Nitric Oxide (NO); Glutamate; NMDA-receptor; Excitotoxicity; neuronal NO synthase (nNOS).

Abstract

Introduction. The interaction between the excitatory amino acid (EAA) system (L-glutamate, L-aspartate) and the nitric oxide (NO) system is a fundamental signaling cascade in mammals. It functions as a “double-edged sword”, defining the boundary between physiological adaptation and pathological damage. The Aim of the Study. To conduct a comprehensive, interdisciplinary analysis and to systematize current data on the molecular mechanisms, physiological and pathological roles, and therapeutic potential of the glutamate- NO signaling pathway.

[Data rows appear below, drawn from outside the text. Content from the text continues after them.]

PR #808, opened 2015-07-07
update some yokozuna tests from work done in riak/2.0 branch for 2.0.…

zeeshanlakhani:
…6 release

@fadushin, @macintux, @JeetKunDoug please take a look. We decided to stick w/ a specific, previous version last I remember us discussing this for 2.0.6 (so we don't have to rely on `previous`). If so, we can re-run these tests, and I can make an update on giddyup in preparation for the next release.

### DIFF
--- a/tests/yz_default_bucket_type_upgrade.erl
+++ b/tests/yz_default_bucket_type_upgrade.erl
@@ -17,6 +17,13 @@
 %% under the License.
 %%
 %%--------------------------------------------------------------------
+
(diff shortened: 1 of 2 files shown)


fadushin:
Re-tested against 2.1.2pre1 and both tests run fine.  Not sure what I was doing wrong on my 2.1 branch, other than not using locked deps.  Strange.

+1 b68ffbc

PR #809, opened 2015-07-07
update yokozuna crdt test from master that works for current 2.0 bran…

zeeshanlakhani:
…ch and 2.0.6 release


fadushin:
Enriched crdt test passes on Linux.

+1 cf0b665

PR #811, opened 2015-07-14
Add test for sink rebalance code

bsparrow435:
This test adds a check to make sure a 2 node cluster can balance sink connections with another 2 node cluster. It also checks for a known `badrecord` issue. The fix for this issue is https://github.com/basho/riak_repl/pull/667

### DIFF
--- a/tests/repl_rt_sink_rebalance.erl
+++ b/tests/repl_rt_sink_rebalance.erl
@@ -81,7 +81,7 @@ confirm() ->
     ?assertEqual(ok, rt:wait_until_all_members(BNodes)),
     ?assertEqual(ok, rt:wait_until_ring_converged(BNodes)),
     rt:wait_until(AFirst, fun(Node) ->
-        Whereis = rpc:call(Node, erlang, whreis, [riak_core_connection_manager]),
+        Whereis = rpc:call(Node, erlang, whereis, [riak_core_connection_manager]),
         is_pid(Whereis)
     end),
     repl_util:wait_for_connection(AFirst, "B"),
--- a/tests/repl_rt_sink_rebalance.erl
+++ b/tests/repl_rt_sink_rebalance.erl
@@ -76,14 +76,15 @@ confirm() ->
 
     rt:stop(BFirst),
     ?assertEqual(ok, rt:wait_until_unpingable(BFirst)),
-    lager:info("Let sleep for 10s"),
-    timer:sleep(10000),
     rt:start(BFirst),
     ?assertEqual(ok, rt:wait_until_nodes_ready([BFirst])),
     ?assertEqual(ok, rt:wait_until_all_members(BNodes)),
     ?assertEqual(ok, rt:wait_until_ring_converged(BNodes)),
-    timer:sleep(10000),
-    lager:info("Sleeping again to allow realtime repl to connect"),
+    rt:wait_until(AFirst, fun(Node) ->
+        Whereis = rpc:call(Node, erlang, whreis, [riak_core_connection_manager]),
+        is_pid(Whereis)
+    end),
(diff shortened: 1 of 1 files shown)


tests/repl_rt_sink_rebalance.erl
```diff
@@ -0,0 +1,137 @@
...
+    connect_clusters(AFirst, BFirst),
+
+    enable_rt(AFirst, ANodes),
+
+    [?assertEqual(ok,verify_connectivity(Node)) || Node <- ANodes],
+    [?assertEqual(ok,verify_sinks(Node)) || Node <- BNodes],
+
+    rt:stop(BFirst),
+    ?assertEqual(ok, rt:wait_until_unpingable(BFirst)),
+    lager:info("Let sleep for 10s"),
```
JeetKunDoug: Can we avoid sleeping for 10s here? For example, check if cluster manager is missing the IP of the node?

tests/repl_rt_sink_rebalance.erl
```diff
@@ -0,0 +1,137 @@
...
+    timer:sleep(10000),
+    rt:start(BFirst),
+    ?assertEqual(ok, rt:wait_until_nodes_ready([BFirst])),
+    ?assertEqual(ok, rt:wait_until_all_members(BNodes)),
+    ?assertEqual(ok, rt:wait_until_ring_converged(BNodes)),
+    timer:sleep(10000),
```
JeetKunDoug: Given verify_sinks uses rt:wait_until, can we drop the timer:sleep here?

tests/repl_rt_sink_rebalance.erl
```diff
@@ -0,0 +1,137 @@
...
+    lager:info("Sleeping again to allow realtime repl to connect"),
+
+    [?assertEqual(ok,verify_sinks(Node)) || Node <- BNodes],
+    [check_for_badrecord(Node) || Node <- ANodes],
```
JeetKunDoug: I think verify_sinks is probably sufficient to test for this issue - it seems that check_for_badrecord is so generic ("error.*{badrecord,state}*" could happen for many reasons having nothing to do with this test, for example) that it's not a good way to validate the fix, and could fail later for a completely unrelated reason.

tests/repl_rt_sink_rebalance.erl
bsparrow435: So maybe my understanding is a bit out of date but riak_test used to have a stop issue where without waiting you had a chance of starting before the node was down causing issues. If this is no longer the case, we can happily remove it.

tests/repl_rt_sink_rebalance.erl
bsparrow435: So the issue here is we run verify_sinks too fast and look for the connection_manager before it exists resulting in a badrpc for reason noproc. This crashes the test. I should have changed verify sinks to also wait until the cluster_manager exists instead of the sleep but I knew that this would work while I was testing.

tests/repl_rt_sink_rebalance.erl
bsparrow435: So the issue that inspired this test is actually a specific repl issue where we throw this badrecord error[1][2] because of a bad noreply in an fsm callback(hooray lack of checking).

The fact that this fails with verify_sinks sometimes is a totally different issue where the reconnect code is not balancing correctly, even in this simple two 2-node cluster case. We could make the lager check more specific regex but I couldnt identify a way to check for this crash outside of lager since the process in questions is restarting very frequently and clearing the incorrect state on resurrection.

[1] https://github.com/basho/riak_repl/issues/666
[2] https://github.com/basho/riak_repl/pull/667

bsparrow435:
thanks for updating @lordnull ! Looks ready to merge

Results and Discussion. The central integrative event is the activation of the ionotropic NMDA-receptor (NMDAR), which triggers calcium-dependent NO synthesis by neuronal NO synthase (nNOS). Under physiological conditions, this cascade is essential for synaptic plasticity (LTP), neurovascular coupling, and peripheral regulation (e.g., in the GIT). However, its overactivation during ischemia, trauma, and neuroinflammation initiates the mechanism of excitotoxicity. This review provides a detailed analysis of key pathogenetic links: (1) the conversion of NO into the highly toxic peroxynitrite; (2) the role of inducible iNOS in neuroinflammation; (3) the phenomenon of nNOS “uncoupling” due to deficiency of its cofactor BH4; and (4) the critical role of the GluN2B-PSD-95- nNOS supramolecular complex as a “pro-death” signal target. The pathological role of the cascade in stroke, neurodegenerative diseases (Alzheimer’s, Parkinson’s), and the formation of chronic pain is discussed. Conclusions. The clinical failures of non-selective NMDAR antagonists are analyzed, justifying the shift in therapeutic strategies toward “fine-tuning” modulation. Promising approaches include selective GluN2B subunit antagonists, ONOO- scavengers, nNOS stabilizers, and innovative peptides that disrupt the pathological PSD-95/ nNOS interaction. Understanding this cascade remains a priority for developing new treatments for neurological and somatic disorders.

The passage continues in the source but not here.